• [ACTION ITEM]
Wherever a line of the records contains "plan", copy that line.

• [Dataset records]
PR #845, opened 2026-04-24
fix(update): prevent downgrade install; add settings crash debug logging

skialpine:
## Summary

- **UpdateChecker downgrade fix**: `downloadAndInstall()` now returns early if `m_updateAvailable` is false, preventing a stale download URL (e.g. latest stable v1.6.3 while running v1.7.2 beta) from installing an older version. Also clears the cached APK path immediately when a version check flips `updateAvailable` to false.
- **Crash debug logging**: `SettingsPage` now logs which async tab starts loading, finishes, or errors. The next SIGSEGV in `QQmlConnections::connectSignalsToMethods()` (issue #844) will show the exact tab name as the last debug line before the crash.

## Context

Issue #844 crash report showed v1.7.2 (beta/prerelease) downloading and installing v1.6.3 (older stable) during a settings browsing session. The `downloadAndInstall()` function had no guard for `m_updateAvailable`, so a stale URL could be used even after the version check determined no update was needed. The crash itself (SIGSEGV during async QML incubation) requires another reproduction to identify the exact `Connections` block; the logging change makes that identification trivial.

## Test plan

- [ ] Run as a beta version with beta updates disabled — confirm update checker finds stable release, confirm `downloadAndInstall()` logs warning and does nothing
- [ ] Run as older version — confirm normal update flow still works (downloads and installs correctly)
- [ ] Browse all settings tabs — confirm `SettingsPage: async loading tab <id>` / `tab ready <id>` logs appear in debug output for each tab visited

### DIFF
--- a/qml/pages/SettingsPage.qml
+++ b/qml/pages/SettingsPage.qml
@@ -222,6 +222,15 @@ Page {
                 asynchronous: !modelData.loadSync
                 source: modelData.source
 
+                onStatusChanged: {
+                    if (status === Loader.Loading)
+                        console.log("SettingsPage: async loading tab", tabId)
+                    else if (status === Loader.Ready)
+                        console.log("SettingsPage: tab ready", tabId)
+                    else if (status === Loader.Error)
+                        console.log("SettingsPage: tab load error", tabId)
+                }
+
                 onLoaded: {
                     // Themes tab emits a signal requesting the Save Theme dialog
                     if (tabId === "themes" && item) {
--- a/qml/pages/SettingsPage.qml
+++ b/qml/pages/SettingsPage.qml
@@ -228,7 +228,7 @@ Page {
                     else if (status === Loader.Ready)
                         console.log("SettingsPage: tab ready", tabId)
                     else if (status === Loader.Error)
-                        console.log("SettingsPage: tab load error", tabId)
+                        console.warn("SettingsPage: tab load error", tabId)
                 }
 
                 onLoaded: {
--- a/src/core/updatechecker.cpp
+++ b/src/core/updatechecker.cpp
@@ -204,6 +204,7 @@ void UpdateChecker::parseReleaseInfo(const QByteArray& data)
     QJsonDocument doc = QJsonDocument::fromJson(data);
     if (!doc.isArray()) {
         m_errorMessage = "Invalid response from GitHub";
+        qWarning() << "UpdateChecker:" << m_errorMessage << "- response:" << data.left(200);
         emit errorMessageChanged();
         return;
     }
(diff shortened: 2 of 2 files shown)


skialpine:
### Code review

Found 3 issues:

1. Missing `!m_installInFlight` guard in the new APK cache cleanup block. `checkForUpdates()` and `onPeriodicCheck()` only guard on `!m_downloading`, not `!m_installInFlight`, so a periodic check can run while PackageInstaller is actively streaming the APK. If that check flips `m_updateAvailable` to false, the new block clears `m_downloadedApkPath` while the install session is in flight. When `onInstallStatus` fires for a failed install, its cleanup branches check `!m_downloadedApkPath.isEmpty()` — but the path is already gone, so the file is silently left on disk. The comment at line 328 says all three cleanup sites must be kept consistent; the other two (`dismissUpdate`, `onInstallStatus`) both respect install state.

https://github.com/Kulitorum/Decenza/blob/6f9ce11a916d670eb40a1622107ea4ac17b3f064/src/core/updatechecker.cpp#L327-L335

Fix: add `&& !m_installInFlight` to the condition at line 330.

2. `Loader.Error` logged at `console.log` level instead of `console.warn`. The `scrollToCard` function in the same file already uses `console.warn` for `Loader.Error`, establishing the severity precedent. Using `console.log` for the error case makes it invisible in filtered log views and in Qt Creator's warnings-only output — which matters because this logging exists specifically to diagnose a crash.

https://github.com/Kulitorum/Decenza/blob/6f9ce11a916d670eb40a1622107ea4ac17b3f064/qml/pages/SettingsPage.qml#L230-L232

https://github.com/Kulitorum/Decenza/blob/6f9ce11a916d670eb40a1622107ea4ac17b3f064/qml/pages/SettingsPage.qml#L386-L389

3. Comment at line 328 says `dismissUpdate()`, `onInstallStatus()`, and the new block "contain equivalent cleanup; all three must be kept consistent" — but they are not equivalent. `dismissUpdate()` calls `QFile::remove()` to delete the file; the new block explicitly leaves it on disk ("The file itself is left for OS cleanup"). The "keep consistent" directive is misleading: a maintainer aligning the three sites could either inadvertently add a file deletion here, or remove it from `dismissUpdate()`.

https://github.com/Kulitorum/Decenza/blob/6f9ce11a916d670eb40a1622107ea4ac17b3f064/src/core/updatechecker.cpp#L326-L335

---

<details>

- [Worth a look] APK cleanup block only fires on `m_updateAvailable` true→false transition; if a download happened, the app was sideloaded to a newer version, and the next check finds `wasAvailable == false` already, `m_downloadedApkPath` is never cleared (score: 63)
- [OK to skip] `console.log` for `Loading`/`Ready` fires on every settings page visit in production — intentional temporary diagnostic, but no removal plan or comment (score: 50)
- [Worth a look] New `qWarning` for missing platform asset fires on iOS during periodic checks because the asset loop has no iOS branch and `onPeriodicCheck` has no iOS guard (score: 65)

</details>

• [ANSWER FOR THE TASK]
## Test plan
- [OK to skip] `console.log` for `Loading`/`Ready` fires on every settings page visit in production — intentional temporary diagnostic, but no removal plan or comment (score: 50)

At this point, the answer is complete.